• Work instructions: From the first line of the data below, copy each line up to the one containing "Comment from AMD-Matt", and include that line too.

Items from a dataset:
BEGIN

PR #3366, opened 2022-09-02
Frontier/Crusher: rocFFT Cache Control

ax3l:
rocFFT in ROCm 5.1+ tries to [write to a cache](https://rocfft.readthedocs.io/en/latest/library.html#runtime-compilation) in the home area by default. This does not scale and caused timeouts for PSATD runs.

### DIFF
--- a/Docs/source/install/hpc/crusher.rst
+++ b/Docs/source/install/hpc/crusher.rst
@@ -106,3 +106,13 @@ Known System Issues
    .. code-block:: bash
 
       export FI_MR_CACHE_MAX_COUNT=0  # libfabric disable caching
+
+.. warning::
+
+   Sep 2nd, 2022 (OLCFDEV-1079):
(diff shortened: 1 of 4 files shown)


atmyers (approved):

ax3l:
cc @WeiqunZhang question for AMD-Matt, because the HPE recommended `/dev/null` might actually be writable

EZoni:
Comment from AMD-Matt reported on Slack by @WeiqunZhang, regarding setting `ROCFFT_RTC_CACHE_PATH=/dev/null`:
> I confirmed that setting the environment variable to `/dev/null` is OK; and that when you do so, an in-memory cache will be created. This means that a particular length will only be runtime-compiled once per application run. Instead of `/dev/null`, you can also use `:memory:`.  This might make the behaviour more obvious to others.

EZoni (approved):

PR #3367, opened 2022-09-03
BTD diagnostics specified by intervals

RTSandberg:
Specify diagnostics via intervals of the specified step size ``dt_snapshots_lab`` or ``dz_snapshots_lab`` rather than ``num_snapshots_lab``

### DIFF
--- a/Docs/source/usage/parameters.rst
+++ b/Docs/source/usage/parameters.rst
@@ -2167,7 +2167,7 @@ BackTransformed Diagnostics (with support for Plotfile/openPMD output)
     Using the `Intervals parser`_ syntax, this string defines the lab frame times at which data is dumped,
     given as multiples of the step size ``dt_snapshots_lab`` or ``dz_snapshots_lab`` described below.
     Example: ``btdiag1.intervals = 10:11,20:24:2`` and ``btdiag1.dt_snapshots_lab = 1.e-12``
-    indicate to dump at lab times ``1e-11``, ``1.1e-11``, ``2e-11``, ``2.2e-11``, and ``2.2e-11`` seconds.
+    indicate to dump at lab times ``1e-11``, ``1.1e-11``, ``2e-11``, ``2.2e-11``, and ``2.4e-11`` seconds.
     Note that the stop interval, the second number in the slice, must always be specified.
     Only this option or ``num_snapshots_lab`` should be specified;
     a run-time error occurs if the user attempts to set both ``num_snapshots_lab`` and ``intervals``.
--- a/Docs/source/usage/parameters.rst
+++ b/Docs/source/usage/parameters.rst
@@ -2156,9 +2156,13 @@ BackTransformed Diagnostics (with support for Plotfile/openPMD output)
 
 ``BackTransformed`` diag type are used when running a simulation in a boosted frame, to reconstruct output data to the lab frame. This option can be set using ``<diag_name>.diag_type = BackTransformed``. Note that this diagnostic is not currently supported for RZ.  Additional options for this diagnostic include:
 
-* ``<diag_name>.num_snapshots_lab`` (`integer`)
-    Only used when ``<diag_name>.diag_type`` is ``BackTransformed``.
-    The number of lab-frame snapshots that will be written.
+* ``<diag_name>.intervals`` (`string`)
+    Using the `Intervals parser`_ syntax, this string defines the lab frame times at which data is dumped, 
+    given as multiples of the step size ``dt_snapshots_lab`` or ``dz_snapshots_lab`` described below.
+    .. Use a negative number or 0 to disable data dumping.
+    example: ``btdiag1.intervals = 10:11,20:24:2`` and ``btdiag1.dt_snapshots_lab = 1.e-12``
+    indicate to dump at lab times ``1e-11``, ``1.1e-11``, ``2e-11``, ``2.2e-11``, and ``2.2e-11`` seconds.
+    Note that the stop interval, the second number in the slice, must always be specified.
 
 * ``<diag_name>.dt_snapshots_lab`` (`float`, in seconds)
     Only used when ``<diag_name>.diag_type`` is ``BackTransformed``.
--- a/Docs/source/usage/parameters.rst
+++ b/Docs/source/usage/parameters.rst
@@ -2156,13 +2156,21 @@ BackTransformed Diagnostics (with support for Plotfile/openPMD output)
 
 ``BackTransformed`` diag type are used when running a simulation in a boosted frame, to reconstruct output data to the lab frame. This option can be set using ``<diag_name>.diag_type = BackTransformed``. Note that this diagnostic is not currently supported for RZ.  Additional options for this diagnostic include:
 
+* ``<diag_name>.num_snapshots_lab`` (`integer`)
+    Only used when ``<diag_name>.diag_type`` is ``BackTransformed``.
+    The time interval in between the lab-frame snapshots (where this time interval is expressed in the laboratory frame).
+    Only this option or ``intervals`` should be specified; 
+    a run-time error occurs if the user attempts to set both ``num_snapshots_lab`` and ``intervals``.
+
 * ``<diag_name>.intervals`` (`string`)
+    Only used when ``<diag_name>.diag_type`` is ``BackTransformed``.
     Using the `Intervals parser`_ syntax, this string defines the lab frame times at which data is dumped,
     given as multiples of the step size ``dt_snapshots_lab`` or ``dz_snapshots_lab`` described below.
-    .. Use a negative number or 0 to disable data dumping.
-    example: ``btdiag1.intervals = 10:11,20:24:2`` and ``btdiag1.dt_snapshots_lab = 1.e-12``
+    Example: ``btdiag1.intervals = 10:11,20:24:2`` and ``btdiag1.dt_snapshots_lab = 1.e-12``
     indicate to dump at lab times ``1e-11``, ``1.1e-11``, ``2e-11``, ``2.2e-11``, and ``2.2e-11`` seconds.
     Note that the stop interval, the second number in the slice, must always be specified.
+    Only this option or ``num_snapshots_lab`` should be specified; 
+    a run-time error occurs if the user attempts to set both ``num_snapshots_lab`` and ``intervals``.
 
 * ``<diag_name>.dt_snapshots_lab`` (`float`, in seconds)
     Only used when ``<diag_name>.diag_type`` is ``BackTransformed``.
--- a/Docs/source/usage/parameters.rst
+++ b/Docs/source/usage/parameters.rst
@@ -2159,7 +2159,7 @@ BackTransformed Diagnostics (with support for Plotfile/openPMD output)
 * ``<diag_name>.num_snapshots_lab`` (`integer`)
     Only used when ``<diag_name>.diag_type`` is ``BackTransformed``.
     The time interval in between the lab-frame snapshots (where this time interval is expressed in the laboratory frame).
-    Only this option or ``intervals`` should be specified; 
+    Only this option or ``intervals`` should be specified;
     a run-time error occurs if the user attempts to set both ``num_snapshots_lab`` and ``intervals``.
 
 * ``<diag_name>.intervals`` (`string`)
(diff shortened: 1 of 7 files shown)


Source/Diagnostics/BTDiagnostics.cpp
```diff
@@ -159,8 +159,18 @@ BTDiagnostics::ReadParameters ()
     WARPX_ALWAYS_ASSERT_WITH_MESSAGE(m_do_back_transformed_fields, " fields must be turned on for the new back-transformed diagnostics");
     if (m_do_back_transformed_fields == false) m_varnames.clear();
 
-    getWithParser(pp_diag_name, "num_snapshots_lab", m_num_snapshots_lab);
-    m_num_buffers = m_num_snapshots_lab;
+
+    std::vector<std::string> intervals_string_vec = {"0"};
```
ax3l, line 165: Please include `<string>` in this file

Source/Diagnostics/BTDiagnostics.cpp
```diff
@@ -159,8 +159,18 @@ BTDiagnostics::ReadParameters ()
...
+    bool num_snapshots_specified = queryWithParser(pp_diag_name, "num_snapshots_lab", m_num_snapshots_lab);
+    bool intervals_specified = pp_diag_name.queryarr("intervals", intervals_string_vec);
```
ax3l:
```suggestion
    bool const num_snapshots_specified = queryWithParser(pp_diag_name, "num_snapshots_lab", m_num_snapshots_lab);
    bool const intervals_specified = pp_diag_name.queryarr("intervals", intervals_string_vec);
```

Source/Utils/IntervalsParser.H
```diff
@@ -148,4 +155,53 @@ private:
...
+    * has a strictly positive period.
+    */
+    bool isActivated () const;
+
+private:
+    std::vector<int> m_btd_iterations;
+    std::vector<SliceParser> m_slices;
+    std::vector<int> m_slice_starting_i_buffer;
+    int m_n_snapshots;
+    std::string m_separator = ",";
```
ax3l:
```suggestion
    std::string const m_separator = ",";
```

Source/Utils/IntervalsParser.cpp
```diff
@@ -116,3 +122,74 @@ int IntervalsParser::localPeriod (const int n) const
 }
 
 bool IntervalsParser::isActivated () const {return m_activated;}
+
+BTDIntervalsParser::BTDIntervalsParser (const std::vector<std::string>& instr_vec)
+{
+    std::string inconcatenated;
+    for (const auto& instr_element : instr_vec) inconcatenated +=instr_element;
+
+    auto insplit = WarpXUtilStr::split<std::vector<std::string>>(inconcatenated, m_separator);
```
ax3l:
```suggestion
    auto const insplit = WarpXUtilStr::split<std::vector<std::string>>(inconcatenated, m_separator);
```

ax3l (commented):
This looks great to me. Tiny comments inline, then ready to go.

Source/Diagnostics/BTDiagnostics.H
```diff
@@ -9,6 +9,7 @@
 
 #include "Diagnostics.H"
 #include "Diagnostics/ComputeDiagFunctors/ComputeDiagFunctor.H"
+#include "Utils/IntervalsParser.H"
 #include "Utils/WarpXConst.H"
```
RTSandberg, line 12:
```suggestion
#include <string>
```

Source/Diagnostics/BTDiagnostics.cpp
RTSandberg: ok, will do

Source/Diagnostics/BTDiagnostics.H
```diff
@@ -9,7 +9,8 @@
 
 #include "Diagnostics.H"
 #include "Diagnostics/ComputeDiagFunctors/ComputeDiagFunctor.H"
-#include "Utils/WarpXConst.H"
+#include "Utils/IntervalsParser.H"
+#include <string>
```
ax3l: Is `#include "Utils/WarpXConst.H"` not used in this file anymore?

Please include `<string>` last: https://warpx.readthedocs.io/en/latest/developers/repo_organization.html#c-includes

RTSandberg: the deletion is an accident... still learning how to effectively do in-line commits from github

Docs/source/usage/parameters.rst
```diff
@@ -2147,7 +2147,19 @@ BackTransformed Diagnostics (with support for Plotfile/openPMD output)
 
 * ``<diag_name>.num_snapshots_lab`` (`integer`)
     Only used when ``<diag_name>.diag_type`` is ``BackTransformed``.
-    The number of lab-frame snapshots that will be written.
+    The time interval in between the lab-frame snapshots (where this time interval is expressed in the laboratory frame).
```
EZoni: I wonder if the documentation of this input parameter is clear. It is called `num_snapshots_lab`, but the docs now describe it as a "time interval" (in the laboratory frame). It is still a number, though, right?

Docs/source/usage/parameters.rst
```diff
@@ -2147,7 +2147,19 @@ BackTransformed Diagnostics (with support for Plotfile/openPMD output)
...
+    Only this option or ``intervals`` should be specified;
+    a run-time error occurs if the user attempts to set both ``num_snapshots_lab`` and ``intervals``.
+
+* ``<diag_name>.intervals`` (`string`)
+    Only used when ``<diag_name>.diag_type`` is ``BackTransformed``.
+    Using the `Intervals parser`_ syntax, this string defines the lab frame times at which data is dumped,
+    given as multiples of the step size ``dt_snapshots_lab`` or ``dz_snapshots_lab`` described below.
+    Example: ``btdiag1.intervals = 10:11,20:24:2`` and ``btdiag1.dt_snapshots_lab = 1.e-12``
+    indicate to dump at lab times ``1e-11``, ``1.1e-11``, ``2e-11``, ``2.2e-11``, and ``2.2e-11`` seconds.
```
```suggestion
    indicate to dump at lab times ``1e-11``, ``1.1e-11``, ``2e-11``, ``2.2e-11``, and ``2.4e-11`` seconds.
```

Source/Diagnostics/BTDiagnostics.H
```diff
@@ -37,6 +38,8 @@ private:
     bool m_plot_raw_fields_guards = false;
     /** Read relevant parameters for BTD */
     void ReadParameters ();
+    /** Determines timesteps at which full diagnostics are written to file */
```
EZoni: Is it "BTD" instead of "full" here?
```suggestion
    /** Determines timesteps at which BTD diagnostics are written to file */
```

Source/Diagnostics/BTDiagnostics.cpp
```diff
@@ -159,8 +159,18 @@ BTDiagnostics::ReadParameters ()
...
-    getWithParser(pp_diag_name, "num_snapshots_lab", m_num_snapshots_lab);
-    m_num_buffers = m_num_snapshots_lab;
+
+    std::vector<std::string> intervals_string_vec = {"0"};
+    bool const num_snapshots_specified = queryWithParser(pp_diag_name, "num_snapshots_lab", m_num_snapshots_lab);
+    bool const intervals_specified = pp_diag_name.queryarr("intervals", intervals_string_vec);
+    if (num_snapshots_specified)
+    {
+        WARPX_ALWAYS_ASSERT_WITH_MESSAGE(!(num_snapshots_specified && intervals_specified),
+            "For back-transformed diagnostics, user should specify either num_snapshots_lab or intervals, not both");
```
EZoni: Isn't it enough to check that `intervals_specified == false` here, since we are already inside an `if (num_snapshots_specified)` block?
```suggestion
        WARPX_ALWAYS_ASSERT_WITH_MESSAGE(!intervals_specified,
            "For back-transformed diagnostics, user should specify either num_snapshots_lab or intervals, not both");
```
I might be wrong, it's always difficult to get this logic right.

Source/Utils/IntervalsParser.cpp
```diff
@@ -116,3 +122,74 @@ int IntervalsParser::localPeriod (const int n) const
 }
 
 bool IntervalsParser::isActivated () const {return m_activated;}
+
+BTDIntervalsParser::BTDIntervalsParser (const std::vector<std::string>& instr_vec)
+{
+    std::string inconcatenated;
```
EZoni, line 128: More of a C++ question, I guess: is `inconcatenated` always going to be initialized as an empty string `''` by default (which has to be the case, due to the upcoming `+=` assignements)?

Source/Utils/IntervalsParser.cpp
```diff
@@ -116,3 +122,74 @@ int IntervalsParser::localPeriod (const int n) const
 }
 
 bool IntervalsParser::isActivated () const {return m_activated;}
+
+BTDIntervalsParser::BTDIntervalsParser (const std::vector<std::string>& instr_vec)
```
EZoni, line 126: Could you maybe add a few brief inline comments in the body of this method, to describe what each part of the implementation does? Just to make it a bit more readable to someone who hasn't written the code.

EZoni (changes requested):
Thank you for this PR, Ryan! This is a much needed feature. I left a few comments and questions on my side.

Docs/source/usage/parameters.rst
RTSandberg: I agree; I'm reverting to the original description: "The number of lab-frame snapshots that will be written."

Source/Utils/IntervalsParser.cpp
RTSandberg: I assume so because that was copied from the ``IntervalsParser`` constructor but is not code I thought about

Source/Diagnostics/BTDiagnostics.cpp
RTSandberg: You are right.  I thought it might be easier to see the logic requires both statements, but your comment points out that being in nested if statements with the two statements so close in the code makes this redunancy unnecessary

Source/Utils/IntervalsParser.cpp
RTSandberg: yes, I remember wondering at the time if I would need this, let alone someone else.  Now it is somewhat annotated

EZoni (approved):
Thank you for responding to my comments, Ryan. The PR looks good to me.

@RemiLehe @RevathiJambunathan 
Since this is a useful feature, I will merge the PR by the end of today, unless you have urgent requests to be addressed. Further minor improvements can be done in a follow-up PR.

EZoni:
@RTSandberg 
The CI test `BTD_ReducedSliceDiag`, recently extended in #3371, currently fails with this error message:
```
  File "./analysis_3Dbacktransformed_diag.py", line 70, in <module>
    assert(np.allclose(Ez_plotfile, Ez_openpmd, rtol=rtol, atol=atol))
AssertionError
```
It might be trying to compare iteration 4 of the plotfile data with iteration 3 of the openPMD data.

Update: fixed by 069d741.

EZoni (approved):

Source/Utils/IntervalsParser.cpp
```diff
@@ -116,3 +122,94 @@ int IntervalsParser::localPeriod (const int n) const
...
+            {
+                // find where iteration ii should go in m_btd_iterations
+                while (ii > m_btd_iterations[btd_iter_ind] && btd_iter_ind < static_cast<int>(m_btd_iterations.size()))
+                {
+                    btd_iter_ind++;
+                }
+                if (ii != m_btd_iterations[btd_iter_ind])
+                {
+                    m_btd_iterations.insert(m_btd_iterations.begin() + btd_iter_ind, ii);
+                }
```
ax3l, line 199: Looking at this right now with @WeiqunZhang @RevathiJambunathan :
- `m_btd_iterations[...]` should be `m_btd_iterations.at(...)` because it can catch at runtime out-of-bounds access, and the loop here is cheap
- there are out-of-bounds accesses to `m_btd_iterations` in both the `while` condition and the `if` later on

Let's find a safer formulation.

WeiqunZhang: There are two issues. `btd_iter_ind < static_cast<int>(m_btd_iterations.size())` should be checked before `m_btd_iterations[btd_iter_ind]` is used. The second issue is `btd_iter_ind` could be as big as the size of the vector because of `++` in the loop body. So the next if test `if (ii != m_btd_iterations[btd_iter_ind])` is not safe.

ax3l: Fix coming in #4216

END

• Answer to the problem:
PR #3366, opened 2022-09-02
Frontier/Crusher: rocFFT Cache Control

ax3l:
rocFFT in ROCm 5.1+ tries to [write to a cache](https://rocfft.readthedocs.io/en/latest/library.html#runtime-compilation) in the home area by default. This does not scale and caused timeouts for PSATD runs.

### DIFF
--- a/Docs/source/install/hpc/crusher.rst
+++ b/Docs/source/install/hpc/crusher.rst
@@ -106,3 +106,13 @@ Known System Issues
    .. code-block:: bash
 
       export FI_MR_CACHE_MAX_COUNT=0  # libfabric disable caching
+
+.. warning::
+
+   Sep 2nd, 2022 (OLCFDEV-1079):
(diff shortened: 1 of 4 files shown)


atmyers (approved):

ax3l:
cc @WeiqunZhang question for AMD-Matt, because the HPE recommended `/dev/null` might actually be writable

EZoni:
Comment from AMD-Matt reported on Slack by @WeiqunZhang, regarding setting `ROCFFT_RTC_CACHE_PATH=/dev/null`:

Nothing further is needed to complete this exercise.